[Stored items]
-- Opening Marker --

PR #296, opened 2022-05-18
Remove SceneDelegate

dukhovnyi:
The project can't use SceneDelegate and AppDelegate at the same time. Removed SceneDelegate to make AppDelegate work and pass necessary events to SalemoveAppDelegate (example applicationDidBecomeActive).


kuldar-daniel:
Why can't it use both?

dukhovnyi:
> Why can't it use both?

Because if we have an "Application Scene Manifest" in  `Info.plist` and app delegate has a `configurationForConnectingSceneSession` method, the UIApplication doesn't send background and foreground lifecycle messages to our app delegate - `applicationDidBecomeActive` (our case), `applicationWillResignActive`, `applicationDidEnterBackground`, and `applicationWillEnterForeground`.

kuldar-daniel (approved):

EgorovEI (approved):

igorkravchenko (commented):
Not sure if removing it will help especially when we bump up deployment target to iOS 13. I think we need to ensure that SDK works in expected way with SceneDelegate too.
@dukhovnyi

dukhovnyi:
@igorkravchenko  From a short perspective, we should be sure that TestingApp works correctly, however, from a long perspective we should migrate to using SceneDelegate.

igorkravchenko (approved):

PR #297, opened 2022-05-19
Fixed sending messages during engagement establishing process

EgorovEI:
Fixed sending messages during engagement establishing process
Added tests

### DIFF
--- a/GliaWidgets/ViewModel/Chat/ChatViewModel.swift
+++ b/GliaWidgets/ViewModel/Chat/ChatViewModel.swift
@@ -340,7 +340,8 @@ extension ChatViewModel {
             files: files
         )
 
-        if interactor.isEngaged {
+        switch interactor.state {
+        case .engaged:
             let item = ChatItem(with: outgoingMessage)
             appendItem(item, to: messagesSection, animated: true)
             uploader.succeededUploads.forEach { action?(.removeUpload($0)) }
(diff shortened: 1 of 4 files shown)


igorkravchenko (approved):
Looks good 👍
We will update disabled unit tests after next release of CoreSDK.

dukhovnyi (approved):

GliaWidgetsTests/Mocks/CoreSDKClient.Operator.Mock.swift
```diff
@@ -0,0 +1,14 @@
+import Foundation
+import SalemoveSDK
+@testable import GliaWidgets
+
+extension CoreSdkClient.Operator {
+    static var mock: CoreSdkClient.Operator {
```
kuldar-daniel, line 6: I also made this in my visitor transfer PR. As noted there, it should be a function. Perhaps you should change it to function too so the merge conflicts wont be as bad?

GliaWidgets/ViewModel/Chat/ChatViewModel.swift
```diff
@@ -368,26 +369,37 @@ extension ChatViewModel {
...
             }
-        } else {
-            let messageItem = ChatItem(with: outgoingMessage)
+
+        case .enqueued:
+            handle(pendingMessage: outgoingMessage)
+
+        case .enqueueing, .ended, .none:
+            handle(pendingMessage: outgoingMessage)
+            enqueue(mediaType: .text)
```
kuldar-daniel, line 378: Why do we need to call enqueue again here? what if it is a call?

EgorovEI: According to our previous and current logic we need to establish engagement if user sends message if it isn't already established. There I only replaced `if  interactor.isEngaged` with `switch` and added  separate handling for `enqueued` state.

GliaWidgetsTests/Mocks/CoreSDKClient.Operator.Mock.swift
EgorovEI: 19842e64d7c7c6f21a03c0c2a55f601583483950

GliaWidgets/ViewModel/Chat/ChatViewModel.swift
kuldar-daniel: The previous logic was: until interactor tells us we are not engaged, add messages to pending queue. Once interactor tells us that we are engaged, send all the messages until queue is empty.
Calling enqueue(mediaType: .text) without checking whether the chat was actually supposed to start engagement or not (since Audio/Video call also starts chat) can lead to some odd behaviour I think.

kuldar-daniel: Looks like you cant go to chat anyway when call is in queue, although I don't see why we would not allow it. Might be some case we haven't covered yet but should.

PR #301, opened 2022-05-27
In call view during an audio/video new messages indicator does not show notification about new messages

kuldar-daniel:
MUIC-567


dukhovnyi (approved):
looks straightforward, do we need to add some tests for this?

igorkravchenko (approved):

-- Closing Marker --

■ ACTION ITEM:
Search the entries for the word "SceneDelegate" and gather every line where it appears.

■ WRITTEN RESPONSE:
Remove SceneDelegate
The project can't use SceneDelegate and AppDelegate at the same time. Removed SceneDelegate to make AppDelegate work and pass necessary events to SalemoveAppDelegate (example applicationDidBecomeActive).
Not sure if removing it will help especially when we bump up deployment target to iOS 13. I think we need to ensure that SDK works in expected way with SceneDelegate too.
@igorkravchenko  From a short perspective, we should be sure that TestingApp works correctly, however, from a long perspective we should migrate to using SceneDelegate.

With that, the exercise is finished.